There have historically been two views on citizenship in the Western canon: the passive, libertarian kind that grants individuals rights and the freedom to pursue life as they please without fear of external intervention; and the active, participatory kind that assumes a minimum level of civic engagement as a basic responsibility. In the United States, the second kind is seen as a virtue — hence the vigorous way in which political interactions happen both on- and offline. In China, meanwhile, it’s the first view that’s dominant and the second that’s relegated to the backseat. Since the 1980s, the government’s basic social contract with the people was this: we’ll offer you double-digit annual economic growth if you agree to submit your political interests to ours. And until now, it’s a formula that’s largely worked.

The arrangement on the Chinese Internet is a different story. Although blatantly critical dialogue is promptly quashed, the use of code, metaphor, and satire to make political points is rampant. The in-jokes help create a community identity that’s unique to netizens in China compared to their offline compatriots:

Increasingly (albeit cautiously), Chinese are speaking truth to each other, and by doing so in a widely accessible manner, are speaking truth to power. … Indeed, the increase in the number of bloggers writing about politics [obliquely or otherwise] represents a major breakthrough toward the formation of a Chinese public sphere, albeit a virtual one.

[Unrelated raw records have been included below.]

PR #1479, opened 2026-09-11
feat(constructs): status page component configuration and supportLink

tnolet:
## Summary

Companion to the backend PR in checkly/monorepo (`feat/status-page-component-configuration-support-link`, #4164); deploys need that backend change to accept the new fields.

### Component settings on `StatusPageV3Component`
- The backend's per-type `configuration` is surfaced as top-level props, typed by `type` through a discriminated union:
  - `type: 'SERVICE'` (or omitted): `showHistoricalData?: boolean`, backend default `true`
  - `type: 'GROUP'`: `expandedByDefault?: boolean` (default `false`) and `showHistoricalData?: boolean` (default `true`)
- `expandedByDefault` without `type: 'GROUP'` fails to compile (it is declared `never` on the SERVICE branch so the omitted-type case is caught as well). `validate()` repeats the check at runtime for JavaScript and loosely typed callers.
- `synthesize()` folds whichever settings are set into the API's `configuration`; omitted ones are left to the backend defaults, and nothing set sends no configuration.
- Import codegen generates a setting only when its value differs from the backend default, so an import of an untouched page stays as terse as before.
- The per-type defaults live in one internal table (`constructs/internal/status-page-v3-component-configuration.ts`) shared by validation, synthesis and codegen.

```ts
new StatusPageV3Component('regions', {
  statusPage,
  type: 'GROUP',
  name: 'Regions',
  displayOrder: 1,
  expandedByDefault: true,
})
```

### `StatusPageV3.supportLink`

In a country where political discourse is restricted in the physical world, the construction of a virtual town square could be considered an appropriation of the kind of active, public-minded citizenship that’s inaccessible to the non-Internet-using population. Whether netizens acknowledge the term’s civic connotations is unclear. But as a way to describe a uniquely engaged political cohort, the idea behind it isn’t a bad one.

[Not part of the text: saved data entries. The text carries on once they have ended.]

PR #1484, opened 2026-09-16
feat(cli): device-flow login for agents, remote shells and inline auth (prototype)

hlenke:
## Why change the login method

`checkly login` today runs an authorization-code flow that completes through a callback server on `localhost:4242`. That has two consequences:

1. **The browser must run on the same machine as the CLI.** Over SSH, in a devcontainer, in a cloud coding session or in an agent sandbox the callback never arrives, so login cannot complete at all.
2. **It cannot be driven without a terminal.** Without a TTY the command prints its first menu and exits 0 having logged nothing in (screenshot below). Every AI agent hits this, which is why the bundled skill currently tells agents that login "cannot be completed by an AI agent" and to hand off to the user.

The OAuth 2.0 Device Authorization Grant (RFC 8628) removes both constraints: the CLI shows a URL and a short code, the user approves on any device with a browser, and the CLI polls for the result. No local port, no redirect, and the output can be plain JSON for an agent to relay.

This is also what comparable CLIs have converged on, verified in their source:

- **Vercel CLI** replaced its email, GitHub, GitLab and Bitbucket login flags with a single device flow (`vercel login`, deprecations announced in their [changelog](https://vercel.com/changelog/new-vercel-cli-login-flow)). It also starts the login inline when a command has no credentials and, in agent mode, emits structured `action_required` output for the agent to hand to the user, with `VERCEL_TOKEN` for CI. This PR follows that model.
- **Render CLI** uses a device grant against its dashboard for `render login` (`/device-grant`, code plus URL, polling), with `RENDER_API_KEY` for automation.

Neither keeps a localhost-callback path for interactive use, and neither has a separate flow for humans and agents. Our equivalent of the CI token, `CHECKLY_API_KEY` + `CHECKLY_ACCOUNT_ID`, stays as it is. What we keep that they do not have is the exchange of the OAuth token for a long-lived Checkly API key, so nothing expires mid-session, and the CLI-side registration of brand-new users with a trial account, so sign-up from the CLI keeps working.

## What this does

Prototype of a login that an AI agent, a CI-less script, or a developer on a remote shell can actually complete. Built test-first in five iterations, each its own commit.

1. **OAuth device authorization flow** (`src/auth/device-flow.ts`). RFC 8628 against the Auth0 tenant: request a device code, show the user a URL and a short code, poll the token endpoint honouring `authorization_pending`, `slow_down`, `expired_token` and `access_denied`. No local callback server, so it works over SSH, in containers and from agent sandboxes. The token-to-API-key exchange (including first-time user registration) is extracted into `src/auth/api-key.ts` and shared with the existing PKCE flow.
2. **Mode-aware `checkly login`.**
   - *interactive*: prints `Visit auth.checklyhq.com/activate and enter the code ABCD-EFGH`, opens the browser, waits. The login/sign-up menu and the "open a browser?" question are gone; the hosted page offers both. Account prompt only when there are several.
   - *agent*: zero prompts. One JSON line `{"status":"action_required","reason":"login","userActionRequired":true,"verification_uri":…,"user_code":…,"expires_in":…}` for the agent to relay to the human, then a JSON `success` line with the selected account and the list of all accounts (or a JSON error, exit 1). `--account-id` selects an account. With several accounts and no flag the CLI does **not** guess: it stores the key (keys are user-scoped), prints `{"status":"action_required","reason":"select_account","userActionRequired":false,"accounts":[…],"next":[{"command":"npx checkly login --account-id <id>"}]}` and exits 1. Running that command resumes from the stored key without a second authentication.
   - *ci*: fails fast and points at `CHECKLY_API_KEY` / `CHECKLY_ACCOUNT_ID`.
3. **Inline login.** Any authenticated command run without credentials starts the login flow in place (interactive and agent modes) instead of erroring with "run `npx checkly login`". CI keeps the error.
4. **Fallback while Auth0 is not switched on.** The device_code grant is not yet enabled for the CLI client in Auth0 (`unauthorized_client` today). When that happens the command falls back to the current localhost-callback flow, so this branch is safe to merge before the Auth0 change: interactive users see exactly today's prompts, and agents at least get the `action_required` JSON with the authorize URL instead of a silent exit 0.
5. **Test hooks.** `CHECKLY_AUTH_URL` overrides the Auth0 host in the `local` environment (same pattern as `CHECKLY_API_URL`). `--no-browser` / `CHECKLY_NO_BROWSER=1` skip launching a browser, also useful on headless hosts.
6. **The agent skill.** The bundled skill said login "cannot be completed by an AI agent" and told agents to hand off. It now has a "Logging in as an agent" section: run `login` yourself, relay the URL and code from the `action_required` line, wait, handle `select_account` with `--account-id`, set `CHECKLY_NO_BROWSER=1` on headless hosts, and rely on authenticated commands starting the login inline. The initialize reference's login step is rewritten the same way, and `skills/` is re-synced for the `check-ai-context` job. The wording holds for both the device flow and today's fallback, since both print the same JSON shape.

## Where this came from

Feedback from a user without a repository: "let an agent click through my site and create a check". The loop exists, but the very first step is broken for agents: `checkly login` with no TTY prints a menu and exits 0 without logging in, and the localhost callback cannot complete from remote or sandboxed sessions. Vercel and Render both moved to device flow; Vercel additionally starts login inline and emits structured `action_required` output in agent mode. This PR brings those three behaviours to Checkly while keeping our long-lived API key model, which is simpler for agents than refresh tokens.

## Before and after

Captured from a pseudo-terminal and rendered; the "before" runs use the released checkly 9.5.0, the "after" runs this branch with the Auth0 grant enabled.

**Before, interactive:** menu, browser question, then a wait for the localhost:4242 callback.

before interactive

**Before, without a terminal (agent):** the menu is printed, nothing is logged in, exit 0.

before agent

**After, interactive:** URL and code, browser opens with the code prefilled, no prompts.

after interactive

**After, agent mode:** `action_required` with the code, approval in the browser, `select_account` with all accounts, then `login --account-id` completes.

after agent

Images live on the `assets/pr-1484-login-screenshots` branch, to be deleted after merge.

## Verified against the real tenant

The Device Code grant was enabled on the Auth0 `cli` application for about ten minutes on 2026-09-16 and rolled back again (grant list restored to `authorization_code, implicit, refresh_token`). During that window `npx checkly login` from this branch completed the whole flow against production Auth0 in agent mode: `action_required` JSON with the activation URL and code, approval in the browser, API-key exchange, account selection, JSON success, empty stderr. With the grant removed the same command falls back to the current localhost flow automatically, also verified.

Auth0 findings from the read-only inspection: the application is already `native`, OIDC conformant and a public client, so the switch is purely additive. Neither the Universal Login page template nor any Action reads the CLI's custom `allowSignUp` / `allowLogin` / `mode` parameters, so sign-up stays available on the activation page.

## What still needs a decision

- **Enable the grant for good** once this PR is agreed: `auth0 apps update <cli client id> --grants code,implicit,refresh-token,device-code`. Rollback is the same command without `device-code`; the CLI falls back on its own, no release needed.
- **Update `e2e/__tests__/login.spec.ts`** at that point: its "should show URL to login/signup" tests assert the fallback output and start failing as soon as the grant is live. The Windows shard 3 failure on this PR was exactly that, it ran during the verification window.
- Whether the removed login/sign-up menu is acceptable in interactive mode.
- Product review of the agent JSON shape (`action_required` with `reason` = `login` | `select_account`, then `success`).

## Verified end to end as an agent

With a local build combining this PR with #1483 and #1485, and the Auth0 grant enabled for the login step only: `init` in an empty folder (skill installed under the real Claude Code environment), `login` → `action_required` → human approval → `select_account` listing 7 accounts → `login --account-id` → `whoami` → a URL monitor written and deployed through the confirmation envelope → visible in `checks list` → `destroy` → gone. That run is what produced the `confirmCommand` finding fixed in #1483.

## Tests

- Unit: 48 new tests across `device-flow`, `api-key`, `login`, `authCommand` inline login and `config.getAuthUrl`. Full CLI suite green locally (3007 tests).
- e2e, real Auth0 (fallback path today): existing login scenarios unchanged, plus agent-mode `action_required` output.
- e2e, fake Auth0 + Checkly API in-process server with an isolated home (POSIX and Windows variables): full device flow in a real CLI process for agent mode, interactive mode, and an authenticated command (`whoami`) logging in inline. This is the automated coverage of the success path while the grant is off.

## Notes for the reviewer

- The existing `e2e/__tests__/login.spec.ts` runs `checkly logout` without isolating `HOME`, so running it locally clears the developer's real CLI login (it did for me). The new spec isolates `HOME`; the harness itself is unchanged in this PR.
- `AuthMode` gained `'any'` for the agent fallback so the authorize URL allows both login and sign-up.
- Interactive mode with a closed stdin still shows the fallback menu and exits silently; treating a non-TTY stdin as non-interactive is a separate decision in `detectCliMode`.

## Affected Components
* [x] CLI


hlenke:
Live verification note: the Device Code grant was enabled on the Auth0 `cli` application for ~10 minutes today and rolled back again (grant list restored to `authorization_code, implicit, refresh_token`).

While it was on, `npx checkly login` from this branch completed the full device flow against the real tenant in agent mode: `action_required` JSON with the activation URL and code, approval in the browser, API key exchange, account selection, JSON success. With the grant removed, the same command falls back to the current localhost flow automatically.

Consequence for the existing `e2e/__tests__/login.spec.ts`: its "should show URL to login/signup" tests assert the fallback output, so they start failing as soon as the grant is enabled permanently (that is what the Windows shard 3 failure on this PR was, it ran during the window). They should be updated to expect the device-flow output when the grant is switched on for good.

Netizen is more than a cute, trendy label. It speaks to the way Chinese Internet users have organized themselves as inhabitants of the same digital nation, one that’s distinct from the physical nation in which they live. Citizenship in that digital state confers new privileges and opportunities. Most of these users aren’t representative of the broader population—they’re mostly young, wealthy, educated urbanites—which is all the more reason to assign them a name. In many ways, netizens might be considered the Chinese equivalent of the American Millennial. The big difference? Where many young Westerners are working to erase the boundaries between the online and the off-, the security of China’s netizens requires that those delineated borders stay in place, at least for now.